PR #521, opened 2025-02-20
feat(kv-shop)!: compile kv-shop with vite

emuvente:
This bundles the braintree web drop in with kv-shop to make it work in vite dev mode in consumer projects.

Created a package for `@kiva/vite-plugin-vue-lib-css` so that the plugin can be shared between kv-components and kv-shop.

Known issues:
- Typescript complains about not recognizing `@kiva/kv-components` due to kv-components not having any type declarations. This likely could be addressed by setting up kv-components for typescript and adding a type definition generation step similar to how this PR is using vite-plugin-dts.

### DIFF
--- a/@kiva/kv-shop/package.json
+++ b/@kiva/kv-shop/package.json
@@ -5,7 +5,6 @@
     "publishConfig": {
         "access": "public"
     },
-    "main": "dist/index.cjs",
     "module": "dist/index.js",
     "types": "dist/index.d.ts",
     "files": [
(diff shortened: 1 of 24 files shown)


package.json
```diff
@@ -8,7 +8,8 @@
     "@kiva/kv-tokens",
     "@kiva/kv-loan-filters",
     "@kiva/kv-shop",
-    "@kiva/kv-activity-feed"
+    "@kiva/kv-activity-feed",
+	"@kiva/vite-plugin-vue-lib-css"
```
dyersituations, line 12: Strange that the package.json has an indentation difference.

@kiva/kv-shop/src/components/KvPaymentSelect.vue
```diff
@@ -89,7 +92,7 @@ export default defineComponent({
 			paymentTypes,
 			preselectVaultedPaymentMethod,
 		} = toRefs(props);
-		const container = ref<HTMLInputElement | null>(null);
+		const container = ref<any>(null);
```
dyersituations, line 95: Why didn't `HTMLInputElement` work here?

@kiva/kv-shop/package.json
```diff
@@ -5,54 +5,56 @@
...
-        }
+            "types": "./dist/index.d.ts",
+            "import": "./dist/index.js"
+        },
+        "./components/*": "./dist/components/*.js",
+        "./components/*.js": "./dist/components/*.js"
     },
     "scripts": {
-        "build": "tsup src/*.ts --format cjs,esm --dts --clean && cp -R src/components/ dist/components/",
+        "build": "vite build",
```
dyersituations, line 22: So nice to have vue 2 gone...

eddieferrer:
Eager to test this! 
I think we can clean up these workarounds as well: https://github.com/kiva/cms-page-server/blob/ce28e36aa6a99d597b276b047f77afb533e6fc90/nuxt.config.ts#L18

package.json
emuvente: Whoops, mixed tabs and spaces

@kiva/kv-shop/src/components/KvPaymentSelect.vue
emuvente: Typescript was complaining about this type not matching the dropin option type, with a really long error message that I wasn't able to fully read. At first I thought that the mismatch was due to the options type being `HTMLElement | string`, but changing the container type to HTMLElement didn't change the reported issue, which makes sense as HTMLInputElement probably implements HTMLElement.

It seems that the HTMLElement type we have doesn't match the one that the dropin has. I couldn't easily find where either type was coming from, so I changed this to `any` to avoid the typescript error.

I think I could use `typeof DropinOptions.container` here instead though

dyersituations (approved):

eddieferrer (approved):

PR #533, opened 2025-03-17
feat: add custom message prop for pill

christian14b:
Support custom messages in pill

### DIFF
--- a/@kiva/kv-components/src/vue/KvCartPill.vue
+++ b/@kiva/kv-components/src/vue/KvCartPill.vue
@@ -37,6 +37,10 @@ export default {
 			type: Boolean,
 			default: false,
 		},
+		customMessage: {
+			type: String,
+			default: '',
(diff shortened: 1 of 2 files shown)


roger-in-kiva (approved):
As copy options are growing, wondering if we should pass that text as a content slot.

dyersituations:
@roger-in-kiva @christian14b luckily the prop should work fine unless we need HTML embedded.

roger-in-kiva:
> @roger-in-kiva @christian14b luckily the prop should work fine unless we need HTML embedded.

Agreed for now @dyersituations!

We already have 3 props to drive that copy, due that my suggestion.

```
milestonesNumber: {
			type: Number,
			default: 1,
},
isCloseNextMilestone: {
			type: Boolean,
			default: false,
},
customMessage: {
			type: String,
			default: '',
},
```

PR #534, opened 2025-03-26
feat: loader added to kv user avatar component

roger-in-kiva:
- loader added to KvUserAvatar component as image is loaded

https://kiva.atlassian.net/browse/MP-1444


dyersituations:
@roger-in-kiva do the storybook stories still work? Can we get a story for the loading version?

roger-in-kiva:
> @roger-in-kiva do the storybook stories still work? Can we get a story for the loading version?

@dyersituations yeah, stories still work. We don't need and specific story for loading version as we are removing loader when image is loaded, is kind of a fallback.

dyersituations (approved):

PR #535, opened 2025-03-28
fix: fix for braintree drop in error in local dev

eddieferrer:
I tested this in CPS by editing the file in my node modules/@kiva/kv-shop there directly, this seems to work. I also ran the build in kv-ui-elements and that also builds fine. 

@emuvente Thoughts on this? Seems a bit silly that the fix is so minor. Am I missing anything here? Is there any way to test the build version in CPS more directly?


emuvente:
Making the same changes in the CPS node_modules is the most direct way to test it, which you've already done. You could also test it with npm link, although that can behave oddly at times, especially when CPS isn't up-to-date with other kv-ui-elements packages.

I'm surprised this works too, though mainly because it seems like there's a chance that window.braintree will be undefined when we use it. However, looking at the braintree code it seems like it actually waits for the script to be fully loaded in the page in its main function, and our `await import` is waiting on the result of that function, so I can see how this simple fix would work.

PR #536, opened 2025-04-02
feat: set isLoading to false when image is already loaded

christian14b:
https://kiva.atlassian.net/browse/MP-1457

- Fix avatar still in loading state when image is cached

### DIFF
--- a/@kiva/kv-components/src/vue/KvUserAvatar.vue
+++ b/@kiva/kv-components/src/vue/KvUserAvatar.vue
@@ -50,6 +50,7 @@
 			/>
 			<img
 				v-show="!isLoading"
+				ref="imageRef"
 				:src="lenderImageUrl"
 				alt="Image of lender"
 				class="tw-rounded-full tw-inline-block"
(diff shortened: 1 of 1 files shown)


roger-in-kiva:
Whats difference using `@load` and how could be this related with size issue?

dyersituations:
> Whats difference using `@load` and how could be this related with size issue?

I'm assuming `@load` doesn't get called if the image is pulled from cache?

dyersituations:
> We're currently overwritting images and placeholder sizes on UI component, so the change should be happening there. Still I'm unable to get that odd state but I'll keep trying with this in place

Oh right, I missed that this was the component library.

roger-in-kiva:
> > We're currently overwritting images and placeholder sizes on UI component, so the change should be happening there. Still I'm unable to get that odd state but I'll keep trying with this in place
> 
> Oh right, I missed that this was the component library.

Said that, worth a try adding more size variants on this component to stop overwriting...

PR #537, opened 2025-04-03
fix: remove important from placeholder size classes

christian14b:
- removing the !important from placeholder, this causing conflicts in thanks page overwritting size
- onMounted fix didn't work as expected, passing imageRef to handle if image is present

### DIFF
--- a/@kiva/kv-components/src/vue/KvUserAvatar.vue
+++ b/@kiva/kv-components/src/vue/KvUserAvatar.vue
@@ -141,7 +141,7 @@ export default {
 		});
 
 		const onImgLoad = () => {
-			// isLoading.value = false;
+			isLoading.value = false;
 		};
 
 		return {


roger-in-kiva:
I don't see placeholder in this case:
Screenshot 2025-04-03 at 11 05 13 a m

dyersituations:
> I don't see placeholder in this case: Screenshot 2025-04-03 at 11 05 13 a m

@christian14b it sounds like the default height and width aren't working with this changeset?

roger-in-kiva:
Have you tested adding !important here? https://github.com/kiva/ui/blob/72afc1451ae021d3c94d07cbbfce0b191601ba90/src/components/Thanks/BorrowerAvatarsContainer.vue#L98

dyersituations (approved):

PR #538, opened 2025-04-03
feat: wait for image to complete to avoid infinite loading in user av…

christian14b:
…atar

### DIFF
--- a/@kiva/kv-components/src/vue/stories/KvUserAvatar.stories.js
+++ b/@kiva/kv-components/src/vue/stories/KvUserAvatar.stories.js
@@ -9,9 +9,9 @@ const story = (args) => {
 	const template = (templateArgs, { argTypes }) => ({
 		props: Object.keys(argTypes),
 		components: { KvUserAvatar },
-		setup() { return { args: templateArgs, repeat: templateArgs?.repeat ?? 1 }; },
+		setup() { return { args: templateArgs }; },
 		template: `
-			<KvUserAvatar v-for="i in repeat" v-bind="args" />
+			<KvUserAvatar v-bind="args" />
 		`,
 	});
 	template.args = args;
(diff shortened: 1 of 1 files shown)


@kiva/kv-components/src/vue/KvUserAvatar.vue
```diff
@@ -144,6 +144,25 @@ export default {
...
+						resolve(img);
+					} else {
+						setTimeout(check, 100);
+					}
+				};
+				check();
+			});
+		};
+
+		onMounted(async () => {
```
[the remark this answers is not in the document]
roger-in-kiva: Worth a try adding a story with multiple components to ensure that.

@kiva/kv-components/src/vue/KvUserAvatar.vue
```diff
@@ -144,6 +144,25 @@ export default {
 			isLoading.value = false;
 		};
 
+		const waitForImageToComplete = (img) => {
+			return new Promise((resolve) => {
+				const check = () => {
+					if (img?.complete) {
+						resolve(img);
+					} else {
+						setTimeout(check, 100);
```
dyersituations, line 153: We might want a max wait time, then fallback to empty circle. I'm wondering if there's a chance for an infinite promise here. Maybe a max wait time of 10s?

@kiva/kv-components/src/vue/KvUserAvatar.vue
```diff
@@ -144,23 +144,31 @@ export default {
...
 
 		onMounted(async () => {
 			const img = imageRef.value;
-			await waitForImageToComplete(img);
-			onImgLoad();
+			try {
+				await waitForImageToComplete(img);
+				onImgLoad();
+			} catch (err) {
+				console.log(err.message);
```
dyersituations, line 170: On error what does the avatar look like? White circle?

@kiva/kv-components/src/vue/stories/KvUserAvatar.stories.js
```diff
@@ -44,4 +44,10 @@ export const IsSmall = story({
 	isSmall: true,
 });
 
+export const Multiple = story({
+	lenderImageUrl: 'https://www.development.kiva.org/img/s100/26e15431f51b540f31cd9f011cc54f31.jpg',
```
roger-in-kiva, line 48: Ideally, to simulate what happens in TY page, we need a different image here.

dyersituations: Yeah three different images would be ideal.

@kiva/kv-components/src/vue/KvUserAvatar.vue
dyersituations: Ah so always loading, that's fine, since it shouldn't happen. I just wanted to make sure the circle didn't disappear or something.

@kiva/kv-components/src/vue/stories/KvUserAvatar.stories.js
roger-in-kiva: Also ensure adding a different key each repetition, like here: https://github.com/kiva/ui/blob/72afc1451ae021d3c94d07cbbfce0b191601ba90/src/components/Thanks/BorrowerAvatarsContainer.vue#L5

roger-in-kiva (approved):
Looks good!

PR #542, opened 2025-04-15
feat: rounded chevron option added to carousel

roger-in-kiva:
- rounded chevron option added to carousel
https://kiva.atlassian.net/browse/MP-1495

Screenshot 2025-04-15 at 3 45 21 p m

### DIFF
--- a/@kiva/kv-components/src/vue/KvCarousel.vue
+++ b/@kiva/kv-components/src/vue/KvCarousel.vue
@@ -48,7 +48,24 @@
 				:disabled="embla && !embla.canScrollPrev()"
 				@click="handleUserInteraction(previousIndex, 'click-left-arrow')"
 			>
+				<span
+					v-if="roundedChevron"
+					class="tw-inline-flex tw-w-4"
+				>
+					<svg
+						class="tw-w-full tw-h-full tw-fill-current"
+						xmlns="http://www.w3.org/2000/svg"
+						height="24px"
+						viewBox="0 -960 960 960"
+						width="24px"
+						fill="#e3e3e3"
+					>
+						<!-- eslint-disable-next-line max-len -->
+						<path d="m432-480 156 156q11 11 11 28t-11 28q-11 11-28 11t-28-11L348-452q-6-6-8.5-13t-2.5-15q0-8 2.5-15t8.5-13l184-184q11-11 28-11t28 11q11 11 11 28t-11 28L432-480Z" />
+					</svg>
+				</span>
 				<kv-material-icon
+					v-else
 					class="tw-w-4"
 					:icon="asideControls? mdiArrowLeft : mdiChevronLeft"
 				/>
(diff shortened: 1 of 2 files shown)


@kiva/kv-components/src/vue/KvCarousel.vue
```diff
@@ -48,7 +48,24 @@
 				:disabled="embla && !embla.canScrollPrev()"
 				@click="handleUserInteraction(previousIndex, 'click-left-arrow')"
 			>
+				<span
+					v-if="roundedChevron"
+					class="tw-inline-flex tw-w-4"
+				>
+					<svg
```
mcstover, line 55: Not sure why we're diverging from the MDI Icons but if we are doing that intentionally, these svgs should be placed in a global location so they can be used elsewhere rather than embedded in this single component.

@kiva/kv-components/src/vue/KvCarousel.vue
```diff
@@ -48,7 +48,24 @@
 				:disabled="embla && !embla.canScrollPrev()"
 				@click="handleUserInteraction(previousIndex, 'click-left-arrow')"
 			>
+				<span
+					v-if="roundedChevron"
+					class="tw-inline-flex tw-w-4"
```
mcstover, line 53: Something about these styles is not properly centering the new svg. It's visually off center within the circle.

@kiva/kv-components/src/vue/KvCarousel.vue
roger-in-kiva: Yeah, there are not MDI rounded chevrons in MDI Icons and Nathan is asking to add them.
What do you suggest to have them placed in a global location?

mcstover: We probably need to start thinkng about a `kv-icons package in this repo. @dyersituations Have you all discussed any broader changes to icons on the site? We should probably get eng + design together to talk through the plans for this...

dyersituations: @mcstover this was a one-off request, we haven't seen any other new icons like this.

roger-in-kiva: There are others inline svgs across this repo, just following that path...

dyersituations: @mcstover because we don't have a set of icons, I think we might have two approaches here:
1. Allow an inline SVG for this use case
2. Push back on design to use the MDI icon
What are you thoughts on the best path forward?

mcstover: If we have a promise that this won't be used in any other interface elements, we can leave it inline. If however, other designers might start using these rounded chevrons in other places like buttons or accordians, we should extract the svg icons.

dyersituations: I'll ask, thanks.

eddieferrer:
I think we should just do these icons like they were done for the vertical carousel:

https://github.com/kiva/kv-ui-elements/blob/d31b947928eca67e11d7048f84c6a5516677cf99/%40kiva/kv-components/src/vue/KvVerticalCarousel.vue#L39

There was no svg used there. If we do them that way, and just rotate 90 degrees, they will look exactly the same and be uniform in style.

roger-in-kiva:
Closing this as finally not required, thank y'all!

PR #543, opened 2025-04-17
fix: resolve when avatar image disappears

dyersituations:
https://kiva.atlassian.net/browse/MP-1511


mcstover (approved):
odd that the image would disappear after initially loading... Suppose you could also call `onImgLoad` in the onMounted catch block...

dyersituations:
> odd that the image would disappear after initially loading... Suppose you could also call `onImgLoad` in the onMounted catch block...

It was for the avatar that moves to the ATB modal, then disappears. There is probably a more solid fix, but this was a quick solution.

PR #545, opened 2025-04-23
feat: add secondary button text with show presets

eddieferrer:
For the in-context BP in the impact dashboard, we want to use the `showPresetAmounts` and also show the secondary button text, this is not possible at the moment. 

I looked around the codebase for uses of showPresetAmounts and I believe this is a safe change to make.

### DIFF
--- a/@kiva/kv-components/src/vue/KvLendCta.vue
+++ b/@kiva/kv-components/src/vue/KvLendCta.vue
@@ -431,7 +431,7 @@ export default {
 			}
 		},
 		loanInBasketButtonText() {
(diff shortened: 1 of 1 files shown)


dyersituations (approved):

mcstover (approved):
Was this just misplaced? `showPresetAmounts` is a prop but I didn't see any sign that it's present should change this text...`secondaryButtonText` seems appropriate.

eddieferrer:
> Was this just misplaced? `showPresetAmounts` is a prop but I didn't see any sign that it's present should change this text...`secondaryButtonText` seems appropriate.

Doesnt make much sense to me either...

PR #547, opened 2025-04-24
feat: change secondary text logic on lendcta

eddieferrer:
Ok trying this again. 

if secondaryButtonText prop value exists, always return that, else, show `'Continue to basket'` if showPresets, or `'Checkout now'` if no showPresets


mcstover (approved):
This will allow us to override the button text even when preset amounts are being used.

dyersituations (approved):

PR #548, opened 2025-04-24
feat: ignore kvuseravatar in chromatic

eddieferrer:
I noticed any PR is generating a lot of excessive diffs in chromatic. This is mostly due to KvUserAvatar using random colors for the user letter and circle background, so all stories that use that component will generate diffs in every PR. 

This will ignore the random color/backgrounds for the purposes of chromatics diff. 

Note, a diff will still be generated if the avatar changes in size

https://www.chromatic.com/docs/ignoring-elements/

### DIFF
--- a/@kiva/kv-components/src/vue/.storybook/preview.js
+++ b/@kiva/kv-components/src/vue/.storybook/preview.js
@@ -24,6 +24,7 @@ export const parameters = {
 			order: ['Base Styling', '*'],
 		},
 	},
+	chromatic: { ignoreSelectors: ['#kv-user-avatar'] },
 }
 
 // Listen for events from the dark mode plugin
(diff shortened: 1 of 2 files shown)


mcstover (commented):
Prob ok, though there have been many churning updates around the image loading and such... I guess I'd like to know that functionality is stable before excluding this one...

dyersituations:
> Prob ok, though there have been many churning updates around the image loading and such... I guess I'd like to know that functionality is stable before excluding this one...

Avatar changes seem okay so far... The changes are in prod and we've fixed the issues we identified on dev.

dyersituations:
If we want stable colors, another option could be to provide some optional props.

mcstover (approved):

Activity: Find every line of the data above that holds the word "fallback", then state how many there are and nothing else.

Output for this task: 2